Simultaneously, Abbott was developing antibodies through a collaboration between BASF Bioresearch Corporation and Cambridge Antibody Technology (CAT). In July 1993, CAT scientists isolated a human antibody, 4SE8, which lacked desired properties. By April 1995, they isolated a high-affinity neutralizing anti-hTNFa antibody named D2E7 and considered co-administering it with methotrexate for rheumatoid arthritis treatment. Abbott argues that the concept was obvious and predates D2E7's development, though no scientist claims credit for the idea, and Centocor disputes that it was obvious, suggesting it was derived from discussions with Dr. Weinblatt, who denies introducing the concept.
In 1996, Abbott filed the '382 patent, disclosing fully-human, high-affinity anti-hTNFa antibodies without addressing co-administration with methotrexate. Following this, from April 1995 to February 1997, various patents and publications emerged regarding similar inventions. Abbott filed the '394 and '031 patents on February 10, 1997, as continuations of the '382 patent. The '394 patent, issued in 2007, specifically relates to treating rheumatoid arthritis with human anti-hTNFa antibodies and methotrexate, while the '031 patent, issued in 2009, shares its specification. Both patents claim priority to a 1997 Patent Cooperation Treaty application and assert that the invention date is at least as early as April 14, 1995, coinciding with the D2E7 development. The patents define a genus of human anti-hTNFa antibodies characterized by high affinity and neutralizing capability.
Patents reveal potential methods for creating additional antibodies derived from D2E7, though they do not specify the total number of qualifying antibodies. Abbott developed Humira, approved by the FDA in December 2002 for rheumatoid arthritis treatment, typically administered biweekly with methotrexate or weekly when not combined with it. Centocor also created a fully-human anti-hTNFa antibody, leading to the FDA approval of Simponi in 2009 for moderate to severe rheumatoid arthritis, psoriatic arthritis, and ankylosing spondylitis, administered monthly.
In late 2002, Abbott and Centocor entered a cross-licensing agreement for patents related to anti-hTNFa antibodies. Centocor granted Abbott rights under a 2001 patent for treating arthritis with chimeric antibodies, while Abbott granted Centocor rights under the '382 patent and connected patents covering treatments with human anti-hTNFa antibodies.
Abbott initiated legal action against Centocor in May 2009, leading to arbitration over whether the 2002 agreement implied a license under Abbott's '394 and '031 patents. The arbitrator ruled in June 2010 that the agreement did not cover those patents. Following a Markman hearing in August 2011, the Court clarified that "administering to the subject both an antibody and methotrexate" means administering them in combination.
Both parties moved for summary judgment on various grounds. Centocor's motions included claims of invalidity due to lack of written description, enablement, inventor listing, and prior art issues, alongside a defense against willful infringement. Abbott's motions contested the designation of certain post-invention references as prior art and the validity of claims regarding the 4SE3 antibody and inventor listing.
Centocor's sixth motion aligns with part A of Abbott's motion, while Centocor's third motion pertains to part C of Abbott's motion. Summary judgment serves to evaluate whether a trial is necessary by assessing the evidence beyond the pleadings. It is appropriate when there is no genuine dispute regarding material facts, allowing the movant to claim judgment as a matter of law, as outlined in Federal Rule of Civil Procedure 56(a). A genuine issue necessitates trial if evidence, viewed favorably for the nonmovant, could lead a rational fact finder to favor either party. The court favors the non-moving party in drawing reasonable inferences. The non-moving party must present specific facts demonstrating a genuine issue, rather than relying solely on allegations or denials. Cross motions for summary judgment do not change the Rule 56 standard but require assessing whether either party merits judgment based on undisputed facts.
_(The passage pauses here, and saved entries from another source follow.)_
Issue #2440, opened 2026-05-03
Evolutionary routing optimizer (inner loop of cascaded optimization)


rjwalters:
## Context

Part of the cascaded optimization architecture (spheresemi/sphere#7199). This is the **inner loop** — a GA-based routing optimizer that evolves net ordering and cost parameters to find better routing solutions for a given placement.

Currently the Monte Carlo router (`router/algorithms/monte_carlo.py`) does independent random trials with no learning between them. This issue replaces that with population-based search using the existing evolutionary framework.

## Problem

The Monte Carlo router:
- Tries ~10 random net orderings (independent, no crossover/mutation)
- No learning: trial 7 doesn't benefit from what trials 1-6 discovered
- Cost parameters (weight, congestion threshold, via cost) are fixed across trials
- Net ordering is the only variable — layer preferences and per-net strategies are not explored

## Solution

Create an evolutionary routing optimizer that evolves:
- **Net ordering** (permutation chromosome)
- **Per-net cost weights** (continuous: A* weight, congestion multiplier)
- **Layer preference per net** (discrete: preferred layer assignment)
- **Strategy selection** (discrete: escape-first vs direct, diagonal vs manhattan)

### Chromosome Design

```python
@dataclass
class RoutingChromosome:
    net_order: list[int]           # Permutation of net indices
    weights: list[float]           # Per-net A* weight (1.0-3.0)
    layer_prefs: list[int]         # Per-net preferred start layer
    strategy_flags: list[int]      # Per-net strategy bits
```

### Genetic Operators

- **Crossover**: Order crossover (OX) for net_order permutation; uniform crossover for continuous/discrete params
- **Mutation**: Swap mutation for net_order; Gaussian perturbation for weights; random flip for layer_prefs
- **Selection**: Tournament selection (reuse from `optim/evolutionary.py`)
- **Fitness**: `completion_rate * 1000 - total_vias * 0.1 - total_length * 0.01 + drc_clean_bonus`

### Integration

- Reuse `EvolutionaryConfig` from `src/kicad_tools/optim/evolutionary.py` for population management
- Fitness evaluation calls `Autorouter.route_all()` or the C++ backend batch router
- Parallel evaluation via ProcessPoolExecutor (each trial is independent)
- Replace Monte Carlo strategy as the default multi-trial optimizer

### Key Files

- `src/kicad_tools/router/algorithms/monte_carlo.py` — current random search to replace/extend
[...]

PR #2444, opened 2026-05-03
feat(optim): add RoutingEvaluator to replace spacing proxy in placement fitness

### LINKED ISSUE #2441: Replace placement routability proxy with actual routing fitness (outer loop)
## Context

Part of the cascaded optimization architecture (spheresemi/sphere#7199). This is the **outer loop** — replacing the placement GA's routability proxy with actual routing quality as the fitness signal.

## Problem

The placement evolutionary optimizer (`optim/evolutionary.py`) estimates routability with a crude spacing proxy:

```python
def _estimate_routability(self) -> float:
    # avg_spacing * 5.0, clamped to 0-100
    avg_spacing = sum(distances) / count
    return min(100.0, avg_spacing * 5.0)
```

This means:
- A placement where components are far apart but create an unroutable channel scores well
- A placement where components are close but perfectly routable scores poorly
- The GA optimizes for spacing, not routability

## Solution

Replace the routability proxy with actual routing evaluation:

```python
def _evaluate_routability(self, placement) -> float:
    # Apply placement to board
    self._apply_placement(placement)
    # Run inner loop routing optimizer (fast, C++ backed)
    result = self._routing_optimizer.evaluate(max_generations=5)
    return result.completion_rate * 100 + result.quality_score
```

### Architecture

```
Placement GA (outer loop, ~50 generations × 20 population):
  For each placement candidate:
    Apply component positions
    Build routing grid
    Run routing optimizer (inner loop, #2440)
    fitness = routing_quality + placement_compactness - drc_violations
```

### Performance Budget

- Outer loop: 50 generations × 20 candidates = 1000 evaluations
- Per evaluation: routing optimizer with ~5 fast generations × 10 population = 50 C++ route-all calls
- Per route-all: ~30 nets × 0.04s (C++ route+validate) = 1.2s
- Total: 1000 × 1.2s = ~20 minutes (acceptable for overnight optimization)
- With parallel evaluation (4 cores): ~5 minutes

### Key Files

- `src/kicad_tools/optim/evolutionary.py` — placement GA, `_estimate_routability()` to replace
- `src/kicad_tools/optim/place_route.py` — `PlaceRouteOptimizer`, sequential loop to restructure
- `src/kicad_tools/router/core.py` — `Autorouter` as routing evaluator
- New: routing optimizer from #2440 as inner loop

### Incremental Approach

1. First: replace spacing proxy with single-trial C++ route-all (simplest, immediate improvement)
2. Then: use routing GA (#2440) as inner evaluator for richer fitness
3. Finally: add congestion map feedback — placement GA sees *where* routing fails, not just *that* it fails

## Dependencies

- #2440 (evolutionary routing optimizer) — inner loop
- #2438 (avoidance cost feedback) — reliable C++ retry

In the analysis section, the parties seek a declaration regarding the validity of the patents based on Abbott's alleged omission of Dr. Weinblatt as an inventor. Under 35 U.S.C. §§ 102(f) and 116, all joint inventors must be listed for a patent to be valid, and failure to include an actual inventor can invalidate a patent. To qualify as an inventor, a person must significantly contribute to the conception or reduction to practice of the invention, with contributions deemed non-insignificant relative to the entire invention. However, merely consulting with others does not automatically confer co-inventor status. Inventorship is a legal question with a presumption favoring the listed inventors. When challenging inventorship, a patent-holder only needs to provide evidence to counter any claims of invalidity.
A party alleging misjoinder or nonjoinder of inventors must provide clear and convincing evidence to support its claim, as established in Eli Lilly Co. v. Aradigm Corp. Centocor argues that Dr. Weinblatt conceived the idea of co-administering an anti-hTNFa antibody with methotrexate and communicated this idea to the development team. They cite Dr. Weinblatt's testimony where he stated he advised the scientists to develop the drug with methotrexate, highlighting his expertise as a rheumatologist involved in relevant clinical trials. Furthermore, none of the listed inventors claimed the idea originated from them, nor could they recall its source.
In opposition, Abbott asserts that Dr. Weinblatt's input was merely a reiteration of already known concepts, and thus he does not qualify as an inventor. Their expert, Dr. Seigel, noted that the combination of anti-TNF-a antibodies with methotrexate was already established knowledge. Dr. Weinblatt himself acknowledged that he did not believe he was the first to suggest using D2E7 in combination with methotrexate. Records from his visit indicate that the main discussion was about clinical trial design, with a brief mention of co-administration focused on patients partially responding to methotrexate. Despite the potential financial implications of inventorship, Dr. Weinblatt did not claim any ownership. Dr. Salfeld, the lead inventor, explicitly stated that the idea of co-administration did not originate from Dr. Weinblatt. Additionally, Abbott had considered combination treatments before Dr. Weinblatt’s involvement, as indicated in a memorandum discussing their anti-TNF-a antibody project.
The scientists involved in the patent dispute do not recall who originally proposed the idea of co-administration, acknowledging it was a collective notion within the team. Dr. Weinblatt, who was implicated as a potential source of the idea, denies being the originator and states that methotrexate was already a widely accepted treatment for rheumatoid arthritis prior to his involvement. A 1994 memorandum indicates that the team was considering combinations with existing treatments, suggesting prior contemplation of co-administration before Dr. Weinblatt's visit. The inability of the scientists to identify the initial proponent of the idea is seen as reasonable due to the time elapsed and the nature of collaborative discussions. Case law supports the dismissal of validity challenges based on such memory lapses, particularly when the omitted inventor's idea is not uniquely novel or obscure. There is no evidence that the claimed inventor or anyone skilled in the art could have provided an alternative mechanism to realize the invention, and the omitted inventor himself characterized his contribution as obvious. Consequently, Centocor has failed to present clear and convincing evidence of a missing inventor, and Abbott has successfully countered Centocor's claims. As a result, Centocor’s motion for summary judgment is denied, while part C of Abbott's motion for summary judgment is granted.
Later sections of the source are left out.